“还不如用那些钱,给娘子添件衣裳,买件首饰来的实用一些呢!”
宋万阳笑道,“我看你身上的衣裳也是旧得厉害,等下个月发工食钱,便给你去扯上两块料子,做两身新的,替换着穿。”
身上衣裳虽然旧,但怎么样都还是能穿的,郭氏不想把钱花到这个上面。
但她知道宋万阳的脾气秉性,若是她反驳的话,定会被他说道许久,直到她同意为止。
因此,郭氏便也没有反对,只是说了一句模棱两可的话,“到时候看吧。
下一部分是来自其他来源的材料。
Issue #524, opened 2026-08-12
A worker that exits without StopAgent leaves its routing mappings behind, so a delegate to it reports success


vfarcic:
Split out of the [PR #466 review](https://github.com/vfarcic/dot-agent-deck/pull/466#discussion_r3742633846) (greptile P1, adjudicated in-thread).

## The mechanism

`AppState::unregister_pane` — which clears `pane_role_map`, `pane_cwd_map`, `orchestrator_pane_ids` and `pane_orchestration_map` — has exactly one daemon-side caller: the `AttachRequest::StopAgent` handler (`src/daemon_protocol.rs`). The `src/ui.rs` call sites operate on the TUI's own `AppState`, not the daemon's.

So a worker that exits **without** going through the explicit pane-close path — it crashed, or the agent quit on its own — leaves its role mappings in place. `delegate_targets` still matches that role, the pane lands in `DelegateResponse::delivered`, and `dot-agent-deck delegate` exits 0. The actual PTY write happens later inside `dispatch_one_owned`, in a detached `tokio::spawn`, so its failure cannot reach the response.

The staleness itself predates PR #466 — `delegate_targets` has always been able to resolve a dead pane. What that PR changed is that it now has a *consequence*: before, `delegate` exited 0 unconditionally, so there was no success claim to be wrong.

## Scope of the false success — narrower than it first looks

`write_to_pane_internal` filters on `!exited` (round-11 reviewer #A), so a write to a dead worker really does return `AgentPtyError::NotFound`. But that is only reached for a `clear = false` role. For `clear = true` — the default — `dispatch_one_owned` calls `respawn_agent_for_pane` first, and that function *deliberately* omits the `exited` filter:

> The `exited` filter is deliberately omitted: a dead-but-not-yet-reaped agent should also be replaced — its registry entry is the place the new agent's identity (display_name, tab_membership, etc.) lives, and `clear = true` on a crashed agent should still produce a fresh worker.

So for the common config the delegate genuinely lands: the crashed worker is replaced and the fresh one receives the task. The false success is real for `clear = false` roles, and for a pane whose registry entry is gone entirely.

[...]

Issue #205, opened 2026-07-10
Reminding Agents to deliver results as queued messages


ss89:
I am just trying out dot-agent-deck and sometimes my reviewer/auditor agent does not report back to the orchestrator.

Is there some setting that needs to be set to remind it or to let the orchestrator ask the remaining agent to deliver results upon "task done"?

Would be neat to otherwise have this implemented, e.g. by a hook that forwards the last agent message when it stops working if the dot-agent-deck work-done command was not called automatically by the model.

vfarcic:
Apologies for the long silence — notifications about new issues weren't reaching me, so this never surfaced until I audited the backlog today. Sorted now.

Good news: this is implemented, and it shipped in **0.35.0** (today). You asked for it on 2026-07-10, so you were 18 days ahead of it — and the design you sketched is close to what landed.

## What it does

The daemon tracks every outstanding delegation — role, worker pane, which orchestrator delegated it, and when. If no `work-done` arrives within the timeout, it injects **one** self-describing prompt into the orchestrator's session telling it that a delegated worker has gone silent, so the orchestrator can chase it. Delivery happens at a turn boundary, never mid-reasoning, and each silent worker gets its own report rather than one aggregated message.

It's one report per delegation, not a repeating nag, and the watch is cancelled the moment `work-done` arrives (or the delegation is superseded, or the pane closes) — so a worker that reports normally costs nothing.

## The setting you asked about

`worker_response_timeout_minutes`, in your project's `.dot-agent-deck.toml`:

```toml
worker_response_timeout_minutes = 20
```

- Default **120** minutes, so it is already on — no setting is *required*
- Range `1`–`10080` (one minute to seven days); an out-of-range value falls back to the default rather than being clamped
- **`0` disables the detector entirely** — it does not mean "report immediately"
- There's also `DOT_AGENT_DECK_WORKER_RESPONSE_TIMEOUT_MS` if you want to override it per-run

**One trap worth knowing about**, because it's the most likely reason this appears not to work for you: `worker_response_timeout_minutes` is a **top-level scalar**, so in TOML it must appear *above* the first table header — above your first `[[modes]]` or `[[orchestrations]]`. Appended to the end of a config it silently becomes a key of whatever table came last, where it means nothing. The config still parses, `dot-agent-deck validate` still reports `Config is valid.`, and you quietly keep the 120-minute default with nothing telling you otherwise.

Full details are in `docs/idle-workers-and-notifications.md`.

[...]

PR #602, opened 2026-08-19
fix: signal when a worker exits without calling work-done

prageethw:
## Summary

A delegated worker whose process ends on its own — no crash, no explicit stop, no work-done — leaves both the idle-worker and silent-worker timeout watches armed for their full window (up to two hours) with nothing telling the orchestrator the worker was already gone. `pump_reader` already observes PTY EOF the moment the process dies; this signal now retires any armed `OutstandingDelegation`/`SilenceWatchRecord` for the pane immediately and reports a new fixed-text "worker exited without work-done" notice to the orchestrator, naming only the daemon pane id — no worker-authored content is interpolated.

Retirement is identity-gated on both sides (worker and orchestrator), closing a narrow pane-id-reuse window where a dead predecessor's sweep could otherwise drain a live successor's records.

Fixing this also surfaced a related identity-gate gap in the delegate write path: when a worker's identity couldn't be resolved (a plausible pane-id-reuse race), the code fell through to `write_and_submit_guarded_detailed` with a bare `None` expected identity, which that primitive treats as "no check" rather than "refuse". The call site now refuses the write itself instead.

## Relation to existing issues

- Extends #205 — addresses the *detection* half (a worker that stops reporting is now signaled instead of silently timing out). The *forwarding* half (relaying the worker's last message) is not implemented here, so #205 is only partially addressed and stays open.
- Related to #524 — that issue asks for `unregister_pane` to be called when the daemon observes a pane's process die, not only on an explicit stop, and specifically names the `clear = true` respawn race this PR's `is_agent_still_registered` gate answers. This PR builds that observation point and solves that race, deliberately scoped to retiring the two timeout watches; `unregister_pane` cleanup and `delegate_targets` staleness are left to #524.

## Notes for review

- `AgentPtyRegistry::spawn_agent` and `respawn_agent_for_pane` move from `&self` to `self: &Arc<Self>` (needed so the PTY reader thread can hold a `Weak` back-reference to the registry without creating a reference cycle against the registry's own `Drop`-triggered shutdown). This is source-breaking for any external consumer holding a bare `&AgentPtyRegistry`; all in-repo call sites are updated.
- Adds `scheduler/idle-worker/016` (real-PTY integration coverage of the natural-exit path) plus unit coverage for both sides of the identity gate, the delegate-path refusal, and the new notice composer.

Co-authored with Claude Sonnet 5.


vfarcic:
Independent verification by @vfarcic — no blocking findings in this PR.

**The code is sound; the hold-up is ordering, not this change.**

1. `main` is currently broken (`E0063: missing field 'pane_handed_over'`, a #597/#607 semantic merge conflict — see #609). This PR only inherits it through the merge.

2. ⚠️ **This PR's green checks are stale.** They ran at 03:11Z, before #607 introduced the field at 11:33Z. With `strict_required_status_checks_policy: false` nothing forces the PR up to date, so it would merge on that stale green onto a red `main`.

Verified locally against `origin/main` with #609's fix applied (everything else this PR as-is): fmt, clippy (`--workspace --all-targets --features e2e -D warnings`), build, test-fast, linkage-check, windows-cross all pass. The 4 red real-agent e2e tests all rerun green in isolation — contention under the full 8,624-test run, plus one instance of Devin API variance; `devin_live_001` was 3/3 green on this branch and 3/3 on a clean baseline.

Rule 12: no TUI↔daemon contract change — `daemon_protocol.rs` untouched, PROTOCOL_VERSION stays 7, no `.breaking.md` needed.

Follow-up (non-blocking): `scheduler/idle-worker/016` uses a shell-stub worker and a `cat` orchestrator. A PTY-attached real-agent variant would meet rule 4's "as a user actually sees it" bar and make the feature reel-eligible. Happy for that to be a separate issue.

Suggested order: merge #609 → re-run CI here → approve → merge.

vfarcic (approved):
Approving after a full `/verify-pr` run at `440d93e` (tree `a9b338d`).

**Gates (local, macOS arm64, merged tree):** fmt, clippy (`--workspace --all-targets --features e2e -D warnings`), `build --release`, linkage-check and `cargo audit` all clean; `test-fast` **2942/2942**. All 15 e2e failures were attributed away from this PR by explicit reruns — 2 (`sigterm_001/002`) reproduce identically at `origin/main` in the main checkout, 8 are this host's inability to authenticate a real agent (no `~/.claude/.credentials.json`; `delegate_014` says so itself), and 5 pass when rerun in isolation.

**CI:** the original green was stale (2026-08-19, pre-#609/#625). Branch refreshed; all four required checks — `build`, `build-macos`, `build-windows`, `security` — are green on the current head. `devbox` failed inside the third-party install action before any project code ran; it is transient and not required.

**Rule 12 — no contract change.** `daemon_protocol.rs` untouched, `PROTOCOL_VERSION` stays 7, and neither `OutstandingDelegation` nor `SilenceWatchRecord` is serialized or referenced there, so the new `worker_agent_id` never reaches the wire. `bugfix` categorization is right; no `.breaking.md` owed.

The cross-version manual test needed care: the PRD #103 build-id handshake makes an attaching TUI restart the daemon to match its own build, so a naive run silently collapses to a same-build pair (2x `Daemon listening` + a `SIGTERM` in the log). With the pairing genuinely forced via a debug build and `DOT_AGENT_DECK_BUILD_ID_OVERRIDE`, both directions pass: delegate routes and `work-done` arrives, and a v0.36.2 TUI renders the new notice correctly against the branch daemon. Killing a worker's process externally put the notice in the orchestrator pane ~5s later instead of after the timeout window.

**Design:** the `is_agent_still_registered` gate holds across all four kill paths — `close_agent`, `respawn_agent_for_pane`, `shutdown_all` and `shutdown_all_graceful` all remove the entry before killing, so no spurious notice on quit or on a `clear = true` respawn. Identity gates are pinned in both directions including the stale-`seq` bind. No silent deletions; `#[spec]` 474 -> 475. The CATALOG entry correctly carries no `[reel]` marker.

Follow-ups to file separately, none blocking: (1) `sigterm_001/002` are red on `main` itself and invisible to CI since e2e never runs there; (2) the orchestrator side of the silence-watch EOF drain is ungated on `orchestrator_agent_id`, accepted as a lost safety net rather than a misdelivery; (3) `idle-worker/016`'s fixed `sleep 2.0` race margin; (4) no real-agent test for this surface — the closest coverage is a shell stub with a `cat` orchestrator.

”
宋万阳点头,接着吃饭。
晚饭他在公厨吃过一口,现在回来再吃,多半是为了能够陪同妻子和孩子们。
一个鲜肉花卷和一碗稀粥下了肚,宋万阳已是觉得饱腹感十足。
待郭氏和孩子们都吃了晚饭后,又帮着郭氏打好了水,这才进屋去。
点燃烛火,研磨铺纸,开始抄写书本。
抄写书本不必费太大脑子,只要字写的工整且没有错处,便能到主家换取银钱。
眼下活字印刷已是普及,各处的书本、小报皆有售卖。
抄书的活,其实并不好做。
但事有意外,总有一些人不想让好容易得到的书本外流,或是亟需的,不想用或者等不及印刷,便会花钱雇人抄录。
这种活虽不算多,胜在偶有一两个时,报酬可观。
同时,也有一些要求。
字体工整清秀,错处少,看起来要赏心悦目。
因此,宋万阳不敢有丝毫怠慢,屏气凝神,专心致志地抄录。
这一抄,便是到了深夜。
待郭氏深夜惊醒,瞧见外间仍然亮着烛火,宋万阳仍旧是抄书时,当下心疼无比。
尤其看到宋万阳眼圈因为酸涩而泛红,不得不时不时地伸手去揉,为了醒神,旁边放着一盆冷水,偶尔拿了巾子去沾些水,拍一拍脸颊时,郭氏忍不住咬紧了嘴唇。
为了这个家,她的夫君,真的是付出太多了。
而她,也实在是有些无用。
身无一技之长,做不得什么活,唯有做些浆洗缝补的粗活。
但即便是这样的活,也不是时常有的,需得碰上一些运气才行。
照这般下去,当真不知道他们家何时才能置上宅子,能在这汴京城中彻底安顿下来……
有风在院子里面掠过,卷起满地的轻尘。
翌日的汴京城,仍旧是艳阳高照,人来人往,热闹非凡。
唯独陆明河呆在林勇瑞被杀的院落中,低头思索。
“还在想这件案子?”程筠舟走了进来。